PR #19189, opened 2023-06-22
Tools: Dashboards dist preparations.

bre1470:
To keep PR size small, I will leave some gulp tasks out and put them in a new PR asap.

- `npx gulp dashboards/scripts` for now to produce `code/dashboards/**`
- `npx gulp dashboards/dist-minify` for compressed variant without `.js` instead of `.src.js`
- Adjustments to demos and tests
- Requires latest update of `highcharts-assembler`
- Requires latest update of `highcharts-utils`
- `npx gulp dashboards/scripts-esx` for some time in the future (`ts/` -> `code/` without `js/`)


goransle (approved):

docs/dashboards/installation.md
```diff
@@ -15,22 +15,22 @@ Then import the package in your project:
...
 ```
 ### Load additional modules
 There are some additional modules that you might want to include in your webpage that are not included in the basic `dashboards.js` module. The basic module lets you create the elementary dashboard with `HTMLComponents`, but if you would like to use some predefined component types, you need to add the necessary modules. E.g. to use a Highcharts component, you need to add the following scripts:
 ```html
-    ../dashboards.js
-    ../dashboards-plugin.js
-    ../highcharts.js
+    ../dashboards/dashboards.js
+    ../dashboards/modules/dashboards-plugin.js
+    ../highcharts/highcharts.js
```
pawelfus, line 33: should be just `highcharts.js`

pawellysy (approved):

karolkolodziej (approved):
Don't we need any `.md` file describing that?

pawelfus (approved):
One tiny change, otherwise good ✅ 
I have very limited knowledge of those tasks though.. but I couldn't break anything in the HC either, nice! 👍

PR #19193, opened 2023-06-22
bugfix/19175-map-selection-panning

### LINKED ISSUE #19175: Regression: Zooming on map with selections causes selections to not show as selected
#### Expected behaviour

Zooming on a map with selections will continue to highlight the selected areas on zoom. This is what was experienced with version 10.3.3.
working-10 3 3

Here I selected Minnesota. Next, I scrolled while on on Minnesota and South Dakota to show it working. The state stays selected, which you can see at the top of the screen capture.

#### Actual behaviour

When zooming or panning, the selected areas do not redraw correctly. When the mouse is over a selected area, that area is shown correctly. When the mouse is not, that area is drawn as though it is not selected. With with multiple selections active, only the one where the mouse is hovering will be drawn correctly.
fail-11 0 0

Same sort of scenario as above.

https://jsfiddle.net/g3oj507x/

#### Product version
Working in Highcharts 10.3.3, failing in 11.0.0, 11.0.1, 11.1.0.

#### Affected browser(s)
Chrome.

hubertkozik:
Fixed #19175, selected point was lost after map zomming or panning.

### DIFF
--- a/samples/unit-tests/maps/interaction/demo.js
+++ b/samples/unit-tests/maps/interaction/demo.js
@@ -4,8 +4,12 @@ QUnit.test('Hover color', function (assert) {
     Highcharts.Color.names = {};
 
     var chart = Highcharts.mapChart('container', {
+            mapNavigation: {
+                enabled: true
+            },
             series: [
                 {
+                    allowPointSelect: true,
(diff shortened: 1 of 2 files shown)


TorsteinHonsi (approved):
Thanks!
* * *
Work order
In the listing above, locate the line containing "bugfix/19175-map-selection-panning" and the line containing "#### Expected behaviour". Extract those two lines and every line between them, exactly as written, and only those.

Output of the task
bugfix/19175-map-selection-panning

### LINKED ISSUE #19175: Regression: Zooming on map with selections causes selections to not show as selected
#### Expected behaviour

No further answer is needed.